Экспроприацию крестьян нужно было провести насильственно и быстро. Вполне естественно, что такая политика должна была поставить и поставила страну перед угрозой гражданской войны — то, что классовая борьба вещь действительно серьезная, понималось тогда очень хорошо — отсюда и статья Сталина «Головокружение от успехов», после которой из колхозов вышло 2/3 загнанных в них крестьян. Но дело уже было сделано. Своим тактическим ходом Сталин выпустил пар из котла, когда крестьяне уже почувствовали в массе своей мощь нового класса и его государства и поняли бесперспективность борьбы. Конъюнктурность статьи Сталина понимали даже низы правящего класса некоторые райкомы официально принимали резолюции о неподчинении Центру и продолжении коллективизации «во что бы то ни стало».
Рабочий класс тоже не был на стороне крестьян. Экспроприация рабочего класса, как говорится, тоже имела место, но как известно со времен К. Маркса и Ф. Энгельса, экспроприация не уничтожает пролетариат как класс, а наоборот, усиливает его — развивает классовое сознание, увеличивает численность, т. е. индустриализация объективно готовила его к будущей социалистической революции. Кроме того, индустриализация отвечала и непосредственным интересам рабочего класса, ведь к началу 1929 года число только официально зарегистрированных безработных составило около 2 миллионов человек. Во время первой пятилетки численность рабочих увеличивалась ежегодно в среднем на 21 %.
Соотношение сил было явно не в пользу крестьянства. Против него были законы истории.
Упадок крестьянства как класса происходит во всех развитых странах. Конкретные исторические обстоятельства сложились так, что в России конца 20-х годов нашего века он должен был исчезнуть как класс с невероятной для частного капитализма быстротой. Для частного, но не государственного. Новый строй, государственный капитализм, ускоряет развитие отсталого общества во много раз за счет концентрации в одних руках всех производительных сил общества, да это и понятно, иначе ему бы не выжить в окружении передовых частно-капиталистических государств. Сам по себе государственный капитализм экономически менее эффективен, чем частный, но дело в том, что концентрируя ресурсы, каждая единица которых используется менее эффективно, особенно на последнем этапе его развития, чем при частном капитализме, за счет неимоверного ограбления народа, он может в начале своего развития, например, за четыре года увеличить, как это и произошло в 1929-32 гг. объем тяжелой промышленности в 2 раза при том, что трудящиеся не будут иметь простейших предметов потребления — более того, умирать с голода. Это совершенно немыслимо при частном капитализме с принципиально другой организацией экономической жизни. Количество переходит в качество, но поскольку чудес в природе не бывает, это всегда происходит за счет чего-то.

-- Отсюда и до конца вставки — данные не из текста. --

PR #34785, opened 2024-08-05
Refactoring of support test scripts to enhance matter testing infrastructure

vatsalghelani-csa:
Work for Issue #31317 

Follow up to PR #34377 

PR 15 - Implements several structural changes to enhance matter testing organization
- Directory Restructure:
   - Moved support scripts one level in the testing_support directory hierarchy to streamline the structure.
- Refactoring Modules:
   - Copied support scripts, along with their tests, into a newly created subdirectory dedicated to matter testing.
   - Removed the support suffix during the copy process for cleaner naming conventions.
- Script Updates:
   - Modified scripts to utilize the newly organized directories and modules.


src/python_testing/TestChoiceConformanceSupport.py
```diff
@@ -19,11 +19,11 @@
 import xml.etree.ElementTree as ElementTree
 
 import jinja2
-from choice_conformance_support import (evaluate_attribute_choice_conformance, evaluate_command_choice_conformance,
```
andy31415, line 22: the underlying tests should be moved in `matter_testing_infrastructure` and made run as the `tests =` for pw_python_package.

https://github.com/project-chip/connectedhomeip/blob/master/src/python_testing/matter_testing_infrastructure/BUILD.gn#L35


However if we want to do this later that is fine as well, feel free to close this comment and do as a followup. The change would be:
   - move these files and add to tests = in build.gn
   - remove them from tests.yaml (as they start running as part of `check`)
 
 At that point we can also remove them from exceptions from the globbing implementation of the runner.

src/python_testing/MinimalRepresentation.py
```diff
@@ -18,9 +18,9 @@
 from dataclasses import dataclass, field
 
 from chip.tlv import uint
-from conformance_support import ConformanceDecision
-from global_attribute_ids import GlobalAttributeIds
-from matter_testing_support import MatterBaseTest, async_test_body, default_matter_test_main
+from testing_support.conformance import ConformanceDecision
```
andy31415, line 21: `testing_support` feels a bit global. This is specific to matter/chip so how about either `matter_testing_suport` or `chip_testing_support` ? I realinze that is a larger delta, however maybe it can be done with rg and sd, like `rg 'from testing_support' --files-with-matches | xargs sd 'from testing_support' 'from matter_testing_support'` and then with a few more manual edits.

andy31415 (approved):

src/python_testing/MinimalRepresentation.py
andy31415: above was using:
   https://github.com/BurntSushi/ripgrep
   https://github.com/chmln/sd
   
I found these really useful for mass refactoring in the sdk

vatsalghelani-csa: Resolved.

cecille (changes requested):
Adding a request changes marker so this doesn't get accidentally merged during the lead up to SVE, since this is potentially disruptive.

src/python_testing/matter_testing_infrastructure/matter_testing_support/spec_parsing.py
```diff
@@ -517,18 +519,35 @@ class DataModelLevel(str, Enum):
...
 
+def _get_data_model_root() -> str:
+    """Attempts to find ${CHIP_ROOT}/data_model or equivalent."""
+
+    # Since this class is generally in a module, we have to rely on being bootstrapped or
+    # we use CWD if we cannot
+    choices = [os.getcwd()]
+
+    if 'PW_PROJECT_ROOT' in os.environ:
+        choices.insert(0, os.environ('PW_PROJECT_ROOT'))
```
andy31415, line 530:
```suggestion
        choices.insert(0, os.environ['PW_PROJECT_ROOT'])
```

vatsalghelani-csa: Resolved.

scripts/spec_xml/paths.py
```diff
@@ -0,0 +1,64 @@
...
+from enum import Enum
+
+# Define a branch enum for different versions or branches
+
+
+class Branch(Enum):
+    MASTER = "master"
+    IN_PROGRESS = "in_progress"
+    V1_3 = "v1_3"
+
```
plauric, line 27: The V1_4 entry will need to be added in the near future, so I'd create an issue for that.

plauric (approved):

scripts/spec_xml/paths.py
andy31415: Marking resolved: should probably be done as a aseparate PR.

src/python_testing/matter_testing_infrastructure/matter_testing_support/spec_parsing.py
```diff
@@ -612,25 +630,6 @@ def remove_problem(location: typing.Union[CommandPathLocation, FeaturePathLocati
             0x05: XmlAttribute(name='SupportedTemperatureLevels', datatype='list', conformance=feature(0x02, 'TL'), read_access=view, write_access=none, write_optional=False),
         }
 
-    # TODO: Need automated parsing for atomic attributes.
```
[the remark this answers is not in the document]
vatsalghelani-csa: Added it back, maybe was due to a bad merge.

src/python_testing/matter_testing_infrastructure/matter_testing_support/spec_parsing.py
```diff
@@ -777,7 +795,7 @@ def parse_single_device_type(root: ElementTree.Element) -> tuple[list[ProblemNot
 
 
 def build_xml_device_types(data_model_directory: typing.Union[PrebuiltDataModelDirectory, str] = PrebuiltDataModelDirectory.k1_4) -> tuple[dict[int, XmlDeviceType], list[ProblemNotice]]:
-    dir = _get_data_model_directory(data_model_directory, DataModelLevel.kDeviceType)
+    dir = get_data_model_directory(data_model_directory, DataModelLevel.kDeviceType)
```
cecille, line 798: can you leave this function as private?

src/python_testing/matter_testing_infrastructure/matter_testing_support/spec_parsing.py
```diff
@@ -518,19 +519,36 @@ class DataModelLevel(str, Enum):
     kDeviceType = 'device_types'
 
 
-def _get_data_model_directory(data_model_directory: typing.Union[PrebuiltDataModelDirectory, str], data_model_level: DataModelLevel) -> str:
+def _get_data_model_root() -> str:
```
cecille, line 522: I don't think this is going to work in the test harness. If bundling the module to make it portable is going to break this pathing, then we need to consider packing the data model files into the built module.

andy31415: TH will probably have to figure this out in some way. Since it passes today, I imagine TH pulls in a full checkout and has XML files. We should probably also support some additional env variable (like MATTER_DATA_MODEL_PATH) that TH can use until we can bundle XMLs into the module itself.

scripts/spec_xml/generate_spec_xml.py
```diff
@@ -24,26 +24,17 @@
...
-CURRENT_IN_PROGRESS_DEFINES = ['aliro', 'atomicwrites', 'battery-storage', 'device-location', 'e2e-jf', 'energy-calendar', 'energy-drlc',
-                               'energy-management', 'heat-pump', 'hrap-1', 'hvac', 'matter-fabric-synchronization', 'metering', 'secondary-net',
-                               'service-area-cluster', 'solar-power', 'tcp', 'water-heater', 'wifiSetup']
+# Use the get_in_progress_defines() function to fetch the in-progress defines
+CURRENT_IN_PROGRESS_DEFINES = get_in_progress_defines()
+
+# Replace hardcoded paths with dynamic paths using paths.py functions
+DEFAULT_CHIP_ROOT = get_chip_root()
+DEFAULT_OUTPUT_DIR_1_3 = get_data_model_path(Branch.V1_3)
+DEFAULT_OUTPUT_DIR_IN_PROGRESS = get_data_model_path(Branch.MASTER)
```
andy31415, line 35: in Previous code, IN_PROGRESS dir went to "in_progress" and TOT went to "master".

In the updated code, both go to Master. why?

cecille (approved):

scripts/spec_xml/paths.py
```diff
@@ -0,0 +1,109 @@
...
+
+class Branch(Enum):
+    MASTER = "master"
+    V1_3 = "v1_3"
+    V1_4 = "v1_4"
+    IN_PROGRESS = "in_progress"
+
+
+def get_chip_root():
```
arkq, line 30: HIT: How about returning `Path` object here (and in the rest of these path helpers)?

https://docs.python.org/3/library/pathlib.html

Then you will be able to semantically operate on the path object instead of using `os.path.join` or other `os.path...`. Since we are on Python >= 3.9 there are a lot of goodies in the pathlib library.

src/python_testing/matter_testing_infrastructure/chip/testing/spec_parsing.py
```diff
@@ -518,19 +518,36 @@ class DataModelLevel(str, Enum):
...
+    # we use CWD if we cannot
+    choices = [os.getcwd()]
+
+    if 'PW_PROJECT_ROOT' in os.environ:
+        choices.insert(0, os.environ['PW_PROJECT_ROOT'])
+
+    for c in choices:
+        data_model_path = os.path.join(c, 'data_model')
+        if os.path.exists(os.path.join(data_model_path, 'master', 'scraper_version')):
+            return data_model_path
```
arkq, line 534: Same as before, how about returning `Path` object.

arkq (approved):

scripts/spec_xml/paths.py
andy31415: Let's update that one as a followup due to the sizes of the PR and it being open for a very long time (i.e. harder to iterate on it)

Коллективизация отнюдь не подорвала сельского хозяйства сразу, как сейчас утверждается. Это ложь. Она повлияла на животноводство, но земля родить не перестала и это доказывают не эмоции, а факты и цифры: урожай зерновых в миллионах центнеров — 1929 г.- 717, 1930 — 835, 1931 — 695, 1932 699, 1933 — 898; технические культуры: сахарная свекла — 62,5; 140,2; 120,5; 65,6; 90,0; лен — 3,6; 4,4; 5,5; 5,0; 5,6; хлопок — 8,6; 11,1; 12,9; 12,7; 13,2; и так далее.
Во время коллективизации государственные заготовки хлеба подскочили вдвое. Хлеба было больше, чем достаточно, чтобы накормить всю страну, в том числе и крестьян и без всяких карточек, но он был главной статьей экспорта, его меняли на станки, металл и т. д., также как лес, нефть и пр. Но как я уже говорил хлеб был тогда главной статьей экспорта, а кроме того, если человека можно держать впроголодь и даже морить голодом часть народа, то в двигатель воду не зальешь и завод из воздуха не построишь.
На глазах умирающих от голода людей пароходы грузили зерном, мясом (тоже, кстати, не последняя причина убыли поголовья скота вдвое за годы первой пятилетки, вопреки распространенному мнению, что во всем виноваты крестьяне, забивавшие скот, чтобы не вести его в колхозы) и отправляли на растленный Запад, над которым вот-вот должна была заняться заря «мировой революции».
Жестоко? Еще как. Негуманно? Конечно. Но на мировом рынке гуманизм ничего не стоит, а само это понятие «гуманизм» совершенно чуждо новому отрою. А если учесть, что в это же самое время на Западе пшеницу сжигали в паровозных топках и представить себе по каким бросовым ценам продавали наш хлеб за границу и сколько его было нужно, чтобы назад теми же пароходами везти десятки тысяч станков и сотни тысяч тонн стали, то становится ясно последнему дураку, почему был неизбежен голод в 1933 году, о карточках, введенных в 1928 году на Украине, житнице государства и в 1929 году по всей стране я уж не говорю.